Pfingsten ist in unseren Breiten auch ein Sommerfest und hat daher
ein ähnliches Brauchtum wie der 1. Mai.
Wie Ostern geht Pfingsten auf ein jüdisches Fest, das Siebenwochenfest,
zurück. An dem Tag trafen sich wahrscheinlich die Anhänger Jesu
in Jerusalem und erlebten etwas, das sie von verängstigten Anhängern
eines gescheiterten Propheten zu mutigen Predigern des Evangeliums
machte. Die Apostelgeschichte (2. Kapitel) berichtet, daß ein Brausen
das Haus erfüllte, in dem sich die Anhänger Jesu versammelt hatten.
Zungen wie von Feuer lassen
sich auf die einzelnen nieder.

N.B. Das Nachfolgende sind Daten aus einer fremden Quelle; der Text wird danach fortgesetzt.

PR #3404, opened 2017-01-17
EditorConfig File

### LINKED ISSUE #3402: [EditorConfig] - Add .editorconfig
This file will override IDE code style.

This will help maintaining a single code style.
[http://editorconfig.org/](http://editorconfig.org/)

deinok:
Closes #3402

### DIFF
--- a/.editorconfig
+++ b/.editorconfig
@@ -7,12 +7,12 @@ root = true
 [*]
 charset = utf-8
 end_of_line = lf
-indent_size = 4
-indent_style = tab
+indent_size = 2
+indent_style = space
 insert_final_newline = true
 tab_width = 4
 trim_trailing_whitespace = true
 
 # Python Code Style
 [*.py]
-indent_style = space
+indent_size = 4


.editorconfig
```diff
@@ -0,0 +1,18 @@
...
+
+# Project Root
+root = true
+
+# Default Code Style
+[*]
+charset = utf-8
+end_of_line = lf
+indent_size = 4
+indent_style = tab
```
wardi: Most of our non-python source (js and html) is 2-space indents. We shouldn't be using tabs anywhere.

deinok: This is the standard in a lot of languages so it should not be touched. 
The best way its to override JS an HTML, CSS and LESS

Ex:
 [*.{less,css}]
indent_size = 2
indent_style = space

[*.js]
indent_size = 2
indent_style = space

[*.hml]
indent_size = 2
indent_style = space

amercader: We don't want tabs *anywhere* on the CKAN code base :) docs, requirements files, Dockerfiles, etc So I'm +1 on setting `indent_style = space` globally

wardi: yes, I'd allow an exception for Makefiles, but I really don't want tabs as the default

deinok: So the default should be ?
indent_style = space
indent_size = 2

Any file format that allows tabs or size 4?

wardi: I like 2-space indents everywhere but Python and Makefiles. I don't think we have files that need other styles in our source directory.

deinok:
@wardi @amercader Take a look if this is the required code format

.editorconfig
```diff
@@ -0,0 +1,18 @@
...
+root = true
+
+# Default Code Style
+[*]
+charset = utf-8
+end_of_line = lf
+indent_size = 2
+indent_style = space
+insert_final_newline = true
+tab_width = 4
```
wardi: what does `tab_width = 4` mean here?

deinok: In case of using tabs, the indent size will be 4
indent_size its the equivalent to space_witdh

wardi: IIUC that gets inherited by the [*.py] block, which would be wrong because python sees tabs as being 8 spaces.

Why have this line at all?

deinok: Its better define all the setting that let the default, that can change.

But, that line dont afect python code. Python code will have [space : 4]

wardi: I'm saying `tab_width = 8` is a sensible default because it's the de facto standard and it aligns with what the python interpreter expects.  If you set it to 4 here we'll need to set it to 8 in the [*.py] block.

I don't see a reason to set this to 4 for our code base at all, so we should either remove this line or set it to 8 so it doesn't conflict with python's interpretation of tabs.

deinok: [https://www.python.org/dev/peps/pep-0008/#indentation](https://www.python.org/dev/peps/pep-0008/#indentation)

This is not how python understand (\t) is how a text editor understand a (\t).

Puting that a tab (in case of use) is going to be the equivalent of 8 spaces breaks rules of PEP8 and also will break the PEP8 tests in ckan

wardi: I'm talking about https://docs.python.org/2/reference/lexical_analysis.html#indentation

    First, tabs are replaced (from left to right) by one to eight spaces such that the total number of
    characters up to and including the replacement is a multiple of eight (this is intended to be the
    same rule as used by Unix)

So setting `tab_width = 4` on `[*.py]` is simply wrong (as inherited from `[*]`), and setting `tab_width = 4` on `[*]` is unnecessary because none of our files use tabs, so let's just remove it.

Die Bevölkerung von Jerusalem eilt
zusammen und hört die Jünger in verschiedenen Sprachen reden. Petrus
hält seine erste öffentliche Predigt, 3000 Menschen lassen sich
überzeugen. Die Christen verstehen sich weiterhin als Teil des Judentums,
sie nennen Ihre Bewegung den "Neuen Weg".
Der Inhalt ihrer Predigt muß die jüdische Obrigkeit verunsichern.

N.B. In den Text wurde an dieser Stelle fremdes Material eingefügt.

PR #3414, opened 2017-01-24
datastore Data Dictionary as postgresql comments

wardi:
Use postgres comments in the datastore DB to store a JSON object for each column. For now these objects may have a single "label" field containing a human-friendly label for the column in the site's default language.

These JSON objects will be returned from `datastore_search` along with the field ids and types and may be set or updated by including them in the field objects passed to `datastore_create`.


wardi:
This PR needs tests for the API changes, tests for the controller and a way to display the labels and description fields to users without edit access

jqnatividad:
Can confirm it works.  Comments show up in postgres tools like Navicat, psql, Toad, etc.

It'd be interesting to see how regular users can see the column info.  Should it be implemented as a Resource View?

wardi:
Maybe these fields should be returned from `datastore_info` instead of `datastore_search`

wardi:
Sadly I can't use `datastore_info` because it doesn't seem possible to extend, and it returns less information than the "fields" list returned with every `datastore_search`

ckanext/datastore/controller.py
```diff
@@ -84,3 +89,59 @@ def result_page(offset, limit):
...
+                action='dictionary',
+                id=id,
+                resource_id=resource_id)
+
+        return render(
+            'datastore/dictionary.html',
+            extra_vars={'fields': fields})
+
+
+def short_hash(field):
```
amercader: Is this used?

amercader:
@wardi regarding how this will play with the DataPusher you are right in that the DataPusher will remove the table before each run but it would also be easy to retreive the current info before and resubmit it (we are already [calling](https://github.com/ckan/datapusher/blob/master/datapusher/jobs.py#L392) [`datastore_search`](https://github.com/ckan/datapusher/blob/master/datapusher/jobs.py#L189) on the resource table before deleting). The question is if that would be intended behaviour as you might get whatever information you have there (field types, field labels...) out of sync with the new data.

ckanext/datastore/controller.py
wardi: no, I'll remove it

ckanext/datapusher/templates/package/resource_edit_base.html
```diff
@@ -0,0 +1,6 @@
+{% ckan_extends %}
+
+{% block inner_primary_nav %}
+  {{ super() }}
+  {{ h.build_nav_icon('resource_data', _('DataPusher'), id=pkg.name, resource_id=res.id) }}
```
wardi: I just find it strange that the "DataStore" tab only appears when the datapusher plugin is enabled.. I can switch it back though

wardi:
for datapusher the field types shouldn't be preserved, just the value of the "info" field (currently "label" and "notes" but some sites may extend that however they see fit)

amercader:
Great stuff @wardi

JerlynPeh:
Hi,

I was exploring the use of the Data Dictionary on the dataset level when I chanced upon this. 

Being a beginner at CKAN, may I know the prerequisites for using this plugin and if there are screenshots of the output, may I see it?  

Thank you in advance!

wardi:
@JerlynPeh this one is a feature of the datastore plugin which is part of the ckan repository, so you either wait for our next release (you can run master for development) or backport the feature to the version of ckan you're running.

JerlynPeh:
@wardi Thanks for your response! How do I go about backporting this feature? 

What I did is to copy the changes in the codes according to the commits for this feature into my version of CKAN. However, even after restarting the server and CKAN, there is no visible difference and there isn't any error with running the codes. 

What would you advise to do from here?

ggcatu:
What would be the correct way to expand this ?
I want to add an extra field to the form and keep some extra information along with description and label

wardi:
All you need to do is add your field to the template and it should get saved.

wardi:
@ggcatu good idea, PR welcome!

ggcatu:
Any idea on how should I proceed so that any changes made in the dictionary are reflected on the Activity stream of the org? Can't seem to find any documentation on this, would preffear asking before smashing my head against the code

wardi:
@TkTech something for extended activities?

Die Anhänger Jesu behaupten, daß dieser von Gott als der verheißene
Messias erwiesen wurde - durch die Auferstehung. Zugleich sagen
die Prediger des Neuen Weges, daß Jesus von Gott zum Herrscher und
Weltenrichter eingesetzt ist. Wenn Jesus tatsächlich der Messias
wäre, müßte er von der religiösen Obrigkeit nachträglich anerkannt
werden. Genau das verlangen die Apostel. Bis heute ist das strittig
zwischen Juden und Christen und führte im Verlauf der ersten Jahrhunderte
zu der Trennung.
Pfingsten hat trotz dieser Trennung vom Judentum die Tradition des
Siebenwochenfestes weitergeführt. An dem Tag gedenken die Juden
der Gesetzgebung am Sinai, die durch ähnliche Phänomene begleitet
wurde. Moses empfängt auf dem Berg Sinai das Gesetz aus der Hand
Gottes. Der Berg ist in Wolken, Gott fährt im Feuer herab, er spricht
zu Moses im Donner (Ex 19,16-19). In den Targumen (den rabbinischen
Kommentaren) wird der Zusammenhang von Gottes Reden und dem Feuer
betont, die Worte Gottes sind wie brennende Pfeile und Feuerflammen,
die Stimme ist als Feuer sichtbar, das sich in Zungen verteilt.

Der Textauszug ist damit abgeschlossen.